Подойдя к лестнице, Шнайдер постучал по одной из ступенек прикладом.
— Не знаю, что-то боязно лезть, — нимало не смущаясь, проговорил он, — дерево-то все прогнило. Да и голова у меня кружится, сами знаете!
— Шнайдер!
Снова оклик прозвучал резко, как удар бича, и фельдфебель яростно замахал пистолетом. Немцев отделяло от нас теперь всего каких-нибудь пятнадцать-двадцать метров, я смахнул слезы с ресниц и подумал, до чего же все это неправдоподобно, будто какое-то представление, сцена из спектакля, а мы зрители и при этом почти что мертвецы. Мне хотелось знать, чувствует ли все это Мартин, и я покосился в его сторону, но увидел лишь, что он наэлектризован и напряжен и у него вот-вот лопнет терпение: он весь сжался в комок, и ему явно не терпелось выпустить всю обойму в тех троих, что сгрудились у каланчи. А Герда лежала слишком низко и наверняка не видела ничего. Я осторожно передвинул ногу и, вероятно, коснулся ее щеки и тут же почувствовал ее руку на своей щиколотке и ощутил легкое пожатие, точно своеобразный привет.
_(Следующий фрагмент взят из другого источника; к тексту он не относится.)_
PR #8207, opened 2025-06-04
Ireland solar

### LINKED ISSUE #8206: [Data Issue]: Ireland solar data missing
### When did this happen?

-

### What zones are affected?

IE

### What is the problem?

The dashboard that electricity maps pulls its data from for Ireland has recently started reporting solar as a separate metric similar to how it reports wind generation.  
https://www.smartgriddashboard.com/roi/solar/

Would be nice to have it for the odd sunny day we have here.

If it matters, this is for large scale solar farms only, but I suspect this is true for the demand side too.

johnhoran:
## Issue
Closes #8206

## Description
Solar data has been added for eirgrid to https://www.smartgriddashboard.com.  

This PR also switches the URL used as the old URL is no longer used by the dashboard and it doesn't report solar data.  

Additionally I'm aggregating the exchange data for the EWIC and Greenlink interconnectors.  I'm not sure if I'm doing the right thing here, running the original code has it returning 3 lines per time slot, (EWIC, Greenlink and an agregate), but the results in the UI are correct.  Looking at the code I suspect this isn't actually used and the data is pulled from elexon instead. 

### Double check


parsers/SMARTGRIDDASHBOARD.py
```diff
@@ -203,18 +237,30 @@ def fetch_exchange(
...
-        )
+    for time in effective_times:
+        exchanges = [
+            event
+            for event in exchange_data
+            if event["EffectiveTime"] == time
+            and event["FieldName"] in exchange_mapping["exchange"]
+        ]
+
+        net_flow = 0
```
VIKTORVAV99: This is a big no, it will mean that the default value is 0 even if the data is missing which means our backend won't be able to differentiate between missing data and actual 0 exchange data.

So please do not use any default values.

What you should do is create one exchange list for each exchange and then call the ExchangeList.merge_exchanges function with takes a list of ExchangeLists (with matching datetimes only option) which handles things in a uniform way and supports null values gracefully.

I'll be on vacation for the rest of the month but someone from the team should give a final review before I'm back, but might be a bit longer than usual due to vacations and such.

johnhoran: Thanks for the review, I tried to do this using net_flow or None on line 262, but merge_exchanges sounds like a better approach so I'll reimplement using that when I get a chance.

jbdietrich: Thanks @johnhoran! Feel free to ping me when you've had a chance to update and I'll give it another review.

johnhoran: Thanks @jbdietrich, I pushed the requested change so whenever you get a chance.

jbdietrich (approved):

johnhoran:
CI failures look like they are unrelated to this PR.

jbdietrich:
> CI failures look like they are unrelated to this PR.

Interesting, I'll have to take a look.

VIKTORVAV99:
> > CI failures look like they are unrelated to this PR.
> 
> 
> 
> Interesting, I'll have to take a look.

Small tip: Delete all the action caches 😉

PR #8211, opened 2025-06-10
fix(parser): drop data before appending

seljaks:
image
they report short term (stlf) and medium term (mtlf) load on a single time scale. When STFL isn't available we take MTFL. Points between full-hours get flagged as validation errors even though we don't expect the data to be there.


BastienBigue (approved):
LGTM

PR #8212, opened 2025-06-11
fix(parser): GB->GB-NIR filter for datetimes in the future

seljaks:
Parser returns data in full days at 15 minute intervals, so datetimes in the future are always None and spam our log.
Doesn't remove all the errors since sometimes their data is delayed, but in those cases I think we actually should be alerted


BastienBigue (approved):
LGTM

PR #8213, opened 2025-06-11
fix(parser): GB-NIR future datetimes filter

seljaks:
same as https://github.com/electricitymaps/electricitymaps-contrib/pull/8212


BastienBigue (approved):
LGTM

PR #8214, opened 2025-06-11
fix(exchanges): delete FR-COR -> IT exchange

silkeholmebonnen:
## Issue

[FR-COR -> IT exchange does not exist](https://linear.app/electricitymaps/issue/GMM-777/parser-bug-for-fr-cor)

## Description

This PR deletes the exchange FR-COR -> IT, as it does not exist in [entsoe](https://transparency.entsoe.eu/transmission-domain/physicalFlow/show?name=&defaultValue=false&viewType=TABLE&areaType=BORDER_BZN&atch=false&dateTime.dateTime=11.06.2025+00:00%7CCET%7CDAY&border.values=CTY%7C10YIT-GRTN-----B!BZN_BZN%7C10Y1001A1001A885_BZN_BZN%7C10Y1001A1001A74G&dateTime.timezone=CET_CEST&dateTime.timezone_input=CET+(UTC+1)+/+CEST+(UTC+2)) so it fails when we try to fetch it.

### Double check


config/exchanges/FR-COR_IT.yaml
```diff
@@ -1,10 +0,0 @@
-capacity:
-  - -700
-  - 625
-lonlat:
-  - 10.091148
-  - 42.686804
-parsers:
-  exchange: ENTSOE.fetch_exchange
-  exchangeForecast: ENTSOE.fetch_exchange_forecast
```
tonypls, line 9: This can still exist in the aggregated view, let's look into how we can remove the parser but keep the aggregated arrow.

silkeholmebonnen: Now it matches the exchange DE-DK and DK-SE

PR #8215, opened 2025-06-11
fix(AU-TAS): filter data with only 0 solar value

BastienBigue:
## Issue
AU-TAS sometimes reports data with only solar production value. At night, this value is 0. 
For now, our quality pipeline is unable to catch it before it gets picked up by the downstream pipelines. 
This leads to AU-TAS, and AU, to be grey on the map during Australian nights, while we could be using the estimates.

## Description
This PR add filtering of the erroneous data in the parser. 
The current design of the quality pipeline does not allow us to catch this outlier in due time. 

### Double check


tonypls (approved):
LGTM!

PR #8218, opened 2025-06-13
fix(parsers): fix DK-DK1 -> DK-DK2 parser errors

silkeholmebonnen:
## Issue

[Linear issue pointing to the log errors](https://linear.app/electricitymaps/issue/GMM-813/dk1-dk2-exchange-parser)

## Description

This PR makes the if check more explicit so that it does not catch a 0 value.

### Preview

Before:
Screenshot 2025-06-13 at 14 10 05

After:

image

### Double check


silkeholmebonnen:
It looks a bit weird with the "-0" but to keep the code simple I want to change as little as possible

seljaks (approved):
lgtm

PR #8223, opened 2025-06-16
Create email parser

alejandranavcas:
## Issue
[GMM-824](https://linear.app/electricitymaps/issue/GMM-824/create-email-parser)

## Description

Creation of the parser for emails receiving grid alerts. 
Email subscription to ERCOT, CAISO and SPP.

### Double check

### DIFF
--- a/parsers/grid_alerts.py
+++ b/parsers/grid_alerts.py
@@ -1,3 +1,4 @@
+import datetime
 import json
 
 import requests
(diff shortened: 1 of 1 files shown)


parsers/grid_alerts.py
```diff
@@ -0,0 +1,148 @@
...
+
+from requests import Session
+from requests.auth import HTTPBasicAuth
+
+from electricitymap.contrib.config import ZoneKey
+from electricitymap.contrib.lib.models.event_lists import GridAlertList
+from electricitymap.contrib.lib.models.events import GridAlertType
+
+# CONFIGURATION
+MAILGUN_API_KEY = ""  # Replace with your actual Mailgun private API key
```
jbdietrich: How will this get injected at runtime when these things actually run?

alejandranavcas: This still needs to be changed. Probably by getting the token from the environment variables

jbdietrich:
Nice! Should we do some kind of structuring for the file so it's clear it's an email parser? Maybe a folder or something?

alejandranavcas:
> Nice! Should we do some kind of structuring for the file so it's clear it's an email parser? Maybe a folder or something?

What do you suggest @jbdietrich ? A folder like `parsers/emails/mailgun_grid_alerts.py` ? 
If we do not have any other scripts for now, maybe it is enough by giving a more explanatory name to the script like `emails_mailgun_grid_alerts.py` ?

jbdietrich:
Yeah, maybe like `parsers/email/grid_alerts.py`

jbdietrich (approved):

PR #1007, opened 2025-03-05
Fixed monaco suggestions

### LINKED ISSUE #934: Monaco suggestions duplications should be fixed
- Suggestion duplications are present
- Suggestions does not seem to work (no added self: or element[0])
- Suggestion creation is confusing in code and causes above issues

elsoazemelet:
Bugfix. Bug description can be found in original ticket.

Key fatures fixed:

- Monaco should display correct adressing of element specific function suggestions (e.g.: self:potmeter_value on elements, and element[0]:potmeter_value)
- Monaco should display each suggestion once

Closes #934

### DIFF
--- a/playwright-tests/tests/blocksTests.spec.js
+++ b/playwright-tests/tests/blocksTests.spec.js
@@ -309,3 +309,30 @@ test.describe("Input field keyboard shortcuts", () => {
     await expect(actualValue).toBe(expectedValue);
   });
 });
+
+test.describe("Monaco Sugestion", () => {
+  test.beforeEach(async ({ page }) => {
+    connectModulePage = new ConnectModulePage(page);
+    modulePage = new ModulePage(page);
+    configPage = new ConfigPage(page);
+    keyboardActions = new KeyboardActions(page);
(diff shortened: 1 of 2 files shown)


Greg-Orca:
### Test failed
After `element[x]` , the suggestion still includes `self:`, but it's a syntax error. It should suggest without `self:` in this case
Screenshot 2025-03-06 at 14 52 10

elsoazemelet:
> ### Test failed
> After `element[x]` , the suggestion still includes `self:`, but it's a syntax error. It should suggest without `self:` in this case Screenshot 2025-03-06 at 14 52 10

Out of scope of this ticket, possibly intended working? Needs discussin with @SukuWc

Greg-Orca:
Discussed with @SukuWc. It should be displayed without `self:`

Greg-Orca:
Syntax highlighting is different. The functions were yellow before, but now only the global functions are yellow.

Screenshot 2025-03-12 at 13 03 59

Greg-Orca:
functions are not highlighted in yellow color

Greg-Orca:
### Test Passed

PR #1044, opened 2025-03-19
SUKU fixed line editor suggestion scopes

SukuWc:
Fixed suggestion for line editor components in the following action blocks:
- Local
- Global
- Self
- Function
- Repeat

Repeat actionblock's internal logic is still buggy, that was not part of this fix!

Additionally fixed fader suggestions, previously suggestions were not available for Fader element in code-block


Greg-Orca:
### passed

PR #1050, opened 2025-03-20
Fixed reactivity and syncing of mode blocks

### LINKED ISSUE #999: bug:  Mode block Button Mode field not working
**Describe the bug**  
The Mode field in the Mode Block does not send the correct value to the Grid. It is not possible to switch between modes.  

**To Reproduce**  

1. Open a Button Mode Block.  
2. Switch from Momentary to Toggle Mode.  
3. Press the button.  

**The button remains in Toggle Mode.**  

Additionally, if you switch back to Toggle Mode, it becomes Momentary Mode.  

**Expected behavior**  
The Button Mode field should work correctly when the user switches between modes.  

**Environment:**  

- OS: macOS  
- Editor version: 1.5.1 and the current nightly build

elsoazemelet:
Closes #999

Expected behaviour on all mode (Button, Potmeter, etc.) type blocks:

- Changing values (Input field, checkbox) trigger module activity (led lights pop, code is sent to grid)
- Sent changes are working as intended (see original ticket)


Greg-Orca:
### Test failed
Button Block Min Max is not working:
- Can't adjust Max parameter
-  when Min/Max enabled Max value jumps to 2

elsoazemelet:
> * when Min/Max enabled Max value jumps to 2

Fixed issues, could not repro issue above.

Greg-Orca:
### Test passed

PR #1052, opened 2025-03-20
Reworked and fixed Lookup block

### LINKED ISSUE #1010: bug:  Comma in Lookup 'Output' Variable Field Creates a New Input Pair Field
**Describe the bug**
When entering a comma (,) in the Lookup 'Output' variable field, the Editor unexpectedly generates a new input pair field.

**To Reproduce**

1. Open the Lookup configuration panel.
2. Navigate to the 'Output' variable field.
3. Enter a comma (,) in the field.
4. Observe that a new input pair field is generated.

**Expected behavior**
Commas should be allowed in the 'Output' variable field, but if the input is incorrect (e.g., improper use of the comma), an "incorrect input field" message should be shown, without generating new input pair fields.

- OS: mac os
- Editor version: 1.5.1

**Additional context**

https://github.com/user-attachments/assets/fbdde98d-adaf-4a2d-aa37-2bf09d4adb91

elsoazemelet:
Closes #1010 

Reworked lookup block to accomodate input fields and buttons from UI-kit.
All working is expected to be the same as before the change.

New expected working is similiar to variable type blocks:

- All entered values must be syntax correct
- Input fields with commas (and other invalid values) are considered syntax errors
- Lookup block is reverted to last syntax correct state after the block is out of scope

### DIFF
--- a/playwright-tests/data/actionBlockLocators.js
+++ b/playwright-tests/data/actionBlockLocators.js
@@ -17,7 +17,7 @@ export const blocks = (page) => ({
         input: page.getByPlaceholder("input").first(),
         output: page.getByPlaceholder("output").first(),
         destination: page.getByPlaceholder("Variable name to load the"),
-        addNewPair: page.getByText("Add new pair..."),
+        addNewPair: page.getByRole("button", { name: "Add New Pair" }),
       },
     },
     Global: {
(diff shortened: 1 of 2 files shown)


Greg-Orca:
### Test Passed
Lookup block working, and field checks works correctly

PR #1064, opened 2025-03-25
Fixed displayed character for international pound symbol

### LINKED ISSUE #886: Keyboard Macro Action wrong key label
Macro action has "?????? Keyboard Int' #" which is wrong, should be #/~/ű or something like that.

elsoazemelet:
Closes #886 

Displayed character for  0x32 HID (tested by changing keyboard layout in windows):
DE: # 
US: \\
HU: ű


Greg-Orca:
passed

PR #1068, opened 2025-03-28
🐛BUG: Added option for MonacoEditor for instance based element scope restriction

### LINKED ISSUE #1045: bug: monaco_elementtype is a single global store causeing invalid suggestions when switching element
**Describe the bug**
Tricky navigation can cause monaco to show incorrect suggestions in monaco modal!

**To Reproduce**

1. On a PBF4 module goto a potmeter element's timer event and open the code editor
2. type self:pot... and see that suggestions are correct
3. Navigate to button element using the dropdown menu in the configuration panel
4. Check the suggestions in the local variables action block on the button element's init event
5. Now if you click back to the code editor modal from the potmeter element suggestions will be incorrect (button suggestions are shown!)

elsoazemelet:
Closes #1045 

Bug description and repro steps can be found in original ticket.

Fix contains:

- Monaco editor suggestion creation is restricted on creation.
- Suggestions are now binded to element

To test: 

Try to change the element type while a monaco editor or LineEditor instance is present, and see if the monaco suggestions follow (drag and drop to different element, etc.).


Greg-Orca:
### Passed

PR #1102, opened 2025-04-11
🐛BUG: Fixed disabled store on ElseIf and fixed syntax error highlight

### LINKED ISSUE #1094: bug: Else if block blocking Store
**Describe the bug**
When using an Else if block, store is disabled

**To Reproduce**

1. Add an If block
2. Add inside an Else If block
3. Store disabled

- OS: macos
- Editor version: 1.5.3

**Additional context**

Image

elsoazemelet:
Closes #1094 

See original bug description in the linked ticket!

Additional fixes:

- Fixed display of blocks with syntax error (red border)


Greg-Orca:
### test passed

PR #1106, opened 2025-04-15
✨FEATURE: Elements are now navigable with keyboards when in focus

### LINKED ISSUE #1028: Module layout element focus naviagtion should be accessible via arrow keys, even between modules
## Element navigation using arrows!
Left, Right, Up, Down arrows in the middle panel should allow user to navigate between elements directionally!

Take into account possible module rotations! 

## Entering and exitting element context
Allow user to Enter module context (focus the config panel)
Or Escape config contect (focus back to selected element)

Image

elsoazemelet:
Closes: #1028 

See description in original ticket!

Added features:

- Module controll elements are now navigable with arrow keys when in focus.
- Elements can be selected between modules
- When current element has neighbouring element(s) with different dimension, the closest applicable one will be selected
- All the elements in any configuration should be traversable with keyboard
- Action lists can be entered via the focused grid element, when enter is pressed. This also works in Multi-Event mode, by focusing the first action list. Multi-Event mode focusing is not part of this PR.
- Action lists can be exited via Esc key.


Greg-Orca:
### test failed
- Can't navigate to system element by arrows
- If Preferences are open, and press Enter when an element on focus, then Editor Throws error
- Can't use esc when the cursor in a textbox

elsoazemelet:
> ### test failed
> * Can't navigate to system element by arrows
> * If Preferences are open, and press Enter when an element on focus, then Editor Throws error
> * Can't use esc when the cursor in a textbox

Fixed issues. The issue "Can't use Esc when the cursor is in a textbox" will not be fixed, as the focusing behavior of control elements in action blocks has not been implemented yet. This I currently consider a valid use case.

Greg-Orca:
If one of the modules is rotated (e.g., by 180 degrees), the navigation becomes incorrect — for example, pressing the up arrow will navigate down.
ezgif-560c76621c6620

Greg-Orca:
@SukuWc Could you please confirm how we should proceed regarding the issue: “Can't use Esc when the cursor is in a textbox”? Should we implement a fix or leave it as expected behavior?

SukuWc:
> @SukuWc Could you please confirm how we should proceed regarding the issue: “Can't use Esc when the cursor is in a textbox”? Should we implement a fix or leave it as expected behavior?

Escape behavior is acceptable as is for now, let's focus on improving arrow navigation!

Greg-Orca:
- Can’t navigate to the PBF4 buttons.
- When navigating to EF44 or PBF4, if the potmeter/encoder is the first element, it jumps to the fader.
- If EF44 or PBF4 is rotated, navigating from the fader always jumps to the potmeter/encoder.
video:
https://github.com/user-attachments/assets/353d1be2-fbd9-43b4-8857-8ee17aef60e3

Greg-Orca:
### Passed

PR #1107, opened 2025-04-15
🐛BUG: Fixed reverting to synced state and grid configuration sync

### LINKED ISSUE #1018: ux issue: deleting any actionblock value filed using backspace until invalid causes unintentional state when switching events
**Describe the bug**
When I delete an input field and switch between elements, the variable in the background remains the original one, but only the first character is displayed.

**To Reproduce**

1. Go to an input field
2. Click on and delete it by **Backspace**
3. Click on an element and switch back to the edited one.
4. The variable in the background remains the original one, but only the first character is displayed

**Expected behavior**
Last saved point should displayed properly, not just the last letter

- OS: macOS
- Editor version: 5.1.1 , 5.1.2

Image

elsoazemelet:
Closes #1018 

See bug description in original ticket!

The grid configuration syncing behaviour was fixed in the following way: 

- On change (clicking outside MeltCombo, etc.) the configuration is sent to module, if it is a valid config (no syntax error, no validation error). IMPORTANT, this may be broken in stable? This results in that the configuration on module is not present, only in editor. This is a worst case scenario, and may require a hotfix release.
- When an invalid action block is destroyed (due to being out of scope), it is reverted to last valid state, and sent to grid. This mechanic was broken, which resulted in the linked bug (#1018), and is fixed in this PR.

### DIFF
--- a/src/renderer/main/panels/configuration/components/DynamicWrapper.svelte
+++ b/src/renderer/main/panels/configuration/components/DynamicWrapper.svelte
@@ -68,7 +68,7 @@
     updateAction(
       action,
       new ActionData(action.short, action.synced, action.name),
-      false,
+      true,
     );
   }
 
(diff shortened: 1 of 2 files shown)


Greg-Orca:
### Test passed

PR #1125, opened 2025-04-30
✨FEATURE: Introduced Tour function

### LINKED ISSUE #945: Interactive getting started tour for profiles based on actionblock meta tags
Description: 
- User adds markdown description to a profile to describe the getting started steps
- When uploading the profile to the module, editor parses it to find corresponding custom action block names to jump to during the tour
- If action block name starts with "1." then that corresponds to the first getting started step.
- If multiple actionblocks have names starting with "2." then the tour jumps to each of them when pressing the next button in the tour popup. In this example color will be set by the user on all faders!
- The actionblock that the tour jumps to must open automatically
- Tour can interact with user_input directly to implement the navigation
- Buttons on the popup must be Next (Primary), Previous and Close
- No special formatting is required in the profile cloud!

Example markdown steps:

```
## Description
This profile does X Y Z
## Getting started
1. Edit MIDI channel on the Setup Event of the System Element
2. Pick a preferred color on the Fader element's Setup Event
3. Store configuration

```

Inspiration:

Image

elsoazemelet:
Closes #945 

To create a tour:

- Enable block names in editor settings
- Add blocks to your configuration with custom name, starting with a number, followed by a decimal point. (e.g.: 1. Getting Started)
- Save this configuration as preset/profile/snippet in Profile Cloud
- Modify configuration description in Profile Cloud the following way:
 ```
## Getting started

1. Edit the MIDI channel on the Setup Event of the System Element.
2. Pick a preferred color on the Fader element's Setup Event.
3. Store the configuration.

<!-- tour step=1 text[[Edit the MIDI channel on the Setup Event of the System Element.]] -->
<!-- tour step=2 text[[Pick a preferred color on the Fader element's Setup Event.]] -->
<!-- tour step=3 text[[Store the configuration.]] -->
 ```
 - Anything between a start and end tag will be considered as a tour step content. The number followed by step: will be used to match the step in the description (as in step:1:start) to the step defined in the blocks name.


elsoazemelet:
- [x] After loading a simple profile on a tour profile, the step blinks for a second
- [ ] ~~Fix Profile/Preset load overlay with load in progress indication~~
- [x] Add tour available button, it should start the tour and close the overlay (on overlay)
- [x] Add auto-open action block for tour step
- [x] Add lightweight invisible tour coding

elsoazemelet:
Calculation heavy operations (profile load) only freezes UI on virtual modules, since currently no rendering frame is available during process. This makes the optimization of calculate heavy runtime operations out of scope. Created separate ticket:

https://github.com/intechstudio/grid-editor/issues/1134

narayb:
When profile is dragged to module, tour icon does not appear when overlay was off. Overlay should appear when dragging to module.

Same types of blocks containing different types on information on the same event all get opened at the same time when the tour prompts it.
tour_not_exclusive_open

The text for guiding the tour should be in basic markdown, not in comment.

The ability to enter newlines would be nice. Sometimes Markdown uses doublespace to do this.

Tour step should follow action block position when closed

SukuWc:
- [x] Tour shoud be visible after restart if profile is present
- [x] Fetch all configuration from all connected modules before rendering load overlay
- [x] Connecting a second module while overlay is open causes runtime error
- [x] When two similar modules are connected loading and loaded states are incorrectly linked (common state)
- [x] Allow dragging and opening elements while tour is active, rerender tour popover to follow position
- [x] Last step of the tour, add Green Quit Tour button
- [x] Separate Loaded state display and Load button to allow Loading regardless of state
- [x] Start tour button should load the latest tour, this allows me to check the tour description and test the new tour without loading the profile to the module again.
- [x] FI from stable

kkerti:
I like the tour so far!

What I would love to see from this tech to support additional **key** anchor points. Lately as I've been working with configs, making them tidier, easier to understand, have less clutter and so on, for explanations I rely heavily on **element names**. Also upon suggesting for a customer to rewrite or delete a value somewhere, a **store** might be suggested. For example keybinding changes are not active until the configuration is stored. It would be neat to have anchor points for the Profile Cloud as well: Create a Profile | Upload a Profile | View the description | etc.

image

Greg-Orca:
### passed

PR #1138, opened 2025-05-15
✨FEATURE: Added Confirmation modal and reworked modal logic

### LINKED ISSUE #1118: Feature request: Codeblock modal escape and popup
**Escape Key / Cancel Button Behavior in Codeblock:**
When using the Escape key or Cancel button in the codeblock with active changes, the modal should not close immediately. A confirmation message should appear to prevent accidental closing of the modal.

**Escape Key Behavior with Monaco Code Suggestions:**
If a Monaco code suggestion is active, pressing the Escape key should first close the suggestion, not the modal.

elsoazemelet:
Closes #1118


Greg-Orca:
**failed:**
If a syntax error is present, the modal will not appear when pressing Esc or the Cancel button.
Modal is not responsive to Enter key

elsoazemelet:
> **failed:**
> If a syntax error is present, the modal will not appear when pressing Esc or the Cancel button.
> Modal is not responsive to Enter key

Fixed first issue!

About second issue of Enter not being responsive. Commented out the test for it, due to my concerns:

- Pressing Enter is often reflexive, and binding it to a destructive action like discarding unsaved changes could lead to accidental data loss.
- Editors usually default to safer behavior, requiring an explicit click.
- Discarding changes should be a conscious decision, not acting out of habit or speed.

To make this an expected behaviour, I need a second consideration and verification since this defeats the purpose of the popup modal.

SukuWc:
- [x] Please make the Enter behavior as described by the test
- [x] Re-add the test
- [x] When editing the code, whenever the code matches the previous committed value, then commit should be disabled and modal should not appear when hitting Esc.
- [x] FI from stabble branch

Greg-Orca:
After the modal closes, the cursor disappears, requiring the user to click back into the code editor to continue typing

SukuWc:
> After the modal closes, the cursor disappears, requiring the user to click back into the code editor to continue typing

@Greg-Orca we will not be able to fix this. This would require us to manually manage the cursor state for all of different HTML inputs. (overriding the default behavior)

Are there any others issues or can we merge?

Greg-Orca:
Passed

PR #353, opened 2018-06-14
Fix setup.py

kdheepak:
Allows installation of Python extension from the command line after setup.py is configured.

Once this PR is merged, users will be able to run the install command from the build folder even if they do not install HELICS.

If users want to build the Python extension from source, and have already installed HELICS, all they have to do is create a new `CMakeLists.txt` file in the `swig/python` folder with the following lines:

```cmake
configure_file(setup.py.in setup.py)
configure_file(helics_wrap.c helics_wrap.c COPYONLY)
configure_file(helics.py helics.py COPYONLY)
```

and run the following:

```bash
cmake .
HELICS_INCLUDE=/path/to/helics-installation-v1.1.1/include/ HELICS_LIB=/path/to/helics-installation-v1.1.1/lib/ pip install -e .

```

e.g. on my Mac, I was able to run this.

```
HELICS_INCLUDE=/usr/local/Cellar/helics/1.1.1/include/ HELICS_LIB=/usr/local/Cellar/helics/1.1.1/lib/ pip install -e .
```

and use the HELICS Python extension.


phlptp:
@nightlark does this conflict with anything you were doing?

nightlark:
It changes some of the same lines, but I only altered the default values used when no environment variable exists, so it should be easy to add any that are still relevant.

phlptp:
looks like there are few issues with the non-swig build of python that should be resolved before we can merge

PR #372, opened 2018-06-26
Update python tests

### LINKED ISSUE #305: Python tests for named_point and bool functions
We need some tests in place for the named_point and boolean functions added to the C interface

kdheepak:
- Adds named_point and bool tests

Fixes #305


phlptp:
So  I think there was a combination of an actual bug in the string translation for named points, and the fact that it was getting triggered when it probalby shouldn't have been through the getStringSize function, and this only occurred in the python tests but not the other tests that did mostly the same thing.  

In any case it took a little while to find but both the actual bug, and the improper triggering are fixed now in this PR.

kdheepak:
Great job sleuthing!

PR #374, opened 2018-06-28
Fix matlab installation issues

### LINKED ISSUE #336: Add `helicsStartup.m` to swig/matlab
This will eliminate the need for MATLAB users to run `loadlibrary(GetFullPath('path/to/helics_install/lib/helicsSharedLib.so'))`

We can make this a cmake template, so it always points to the installed directory.

```matlab
% helicsStartup.m
loadlibrary(GetFullPath($CMAKE_LIB_PATH))
```

### LINKED ISSUE #361: Move HELICS-src/swig/matlab/libhelicsSharedLib.h to /path/to/install/matlab/libhelicsSharedLib.h

kdheepak:
- Fixes #336 
- Fixes #361 
- Improves documentation for MATLAB install


swig/matlab/helicsStartup.m
```diff
@@ -0,0 +1 @@
+loadlibrary(GetFullPath('./libhelicsSharedLib.dylib'));
```
phlptp: this seems mac specific,  is this going to be useful in general or just on a mac?

kdheepak: Ah shoot you are right. That is Mac specific. I'll fix it now.

docs/installation/language.md
```diff
@@ -110,6 +112,21 @@ make -j8
 make install
 ```
 
+Add the install directory path to the MATLAB files to your PATH, and then open MATLAB.
+
+Now in MATLAB, run the following:
+
+```matlab
+loadlibrary(GetFullPath('path/to/helics/install/libhelicsSharedLib.dylib'));
```
phlptp: this again is for mac only,
I will add a section on the mex setup after this is merged

swig/matlab/helicsStartup.m
phlptp: might need to be a cmake configure file

phlptp: I don't seem to need that command on windows, it mostly just finds it if it is in the same directory.  Is there something we could put in the rpath to not need this on other platforms

swig/matlab/helicsStartup.m
```diff
@@ -1 +1,2098 @@
-loadlibrary(GetFullPath('./libhelicsSharedLib.dylib'));
+# This file was automatically generated by SWIG (http://www.swig.org).
```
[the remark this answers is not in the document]
kdheepak: I think I committed the wrong file! Let me take a look again.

Солнце уже вышло из-за верхушек сосен, и мы отчетливо видели немцев, за исключением того, четвертого, который по-прежнему скрывался под сенью деревьев. Шнайдер прислонил винтовку к стене каланчи и неторопливо полез наверх, по нескольку раз проверяя каждую ступеньку, затем, взобравшись на лестничную площадку, остановился и, держась за подпорку, свободной рукой прикрыл глаза от солнца.
— Я уже говорил, — прокричал он, показывая вокруг рукой, — никого здесь нет!
— Лезь до конца!
Фельдфебель несколько успокоился, когда Шнайдер полез дальше, он засмеялся тонким деревянным смехом и что-то сказал Робарту, но парень никак не реагировал на его слова, он стоял расслабясь, глядя в воздух, и на лице у него было мягкое, почти мечтательное выражение.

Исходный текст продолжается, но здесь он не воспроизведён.